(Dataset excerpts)

PR #785, opened 2020-09-30
Add route53 uri sanitizer middleware

JordonPhillips:

### DIFF
--- a/service/route53/internal/customizations/sanitizeurl.go
+++ b/service/route53/internal/customizations/sanitizeurl.go
@@ -1,0 +1,57 @@
+package customizations
+
+import (
+	"context"
+	"fmt"
+	"github.com/awslabs/smithy-go"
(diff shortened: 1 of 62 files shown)


service/route53/internal/customizations/sanitizeurl.go
```diff
@@ -0,0 +1,57 @@
+package customizations
```
jasdel, line 1: It would be helpful to have a `doc.go` with package godoc describing this customization and why its here. Linked issues references would be awesome too if possible.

> WHAT YOU ARE ASKED TO DO: Reproduce every single entry above exactly.

> TASK OUTPUT:
PR #785, opened 2020-09-30
Add route53 uri sanitizer middleware

JordonPhillips:

### DIFF
--- a/service/route53/internal/customizations/sanitizeurl.go
+++ b/service/route53/internal/customizations/sanitizeurl.go
@@ -1,0 +1,57 @@
+package customizations
+
+import (
+	"context"
+	"fmt"
+	"github.com/awslabs/smithy-go"
(diff shortened: 1 of 62 files shown)


service/route53/internal/customizations/sanitizeurl.go
```diff
@@ -0,0 +1,57 @@
+package customizations
```
jasdel, line 1: It would be helpful to have a `doc.go` with package godoc describing this customization and why its here. Linked issues references would be awesome too if possible.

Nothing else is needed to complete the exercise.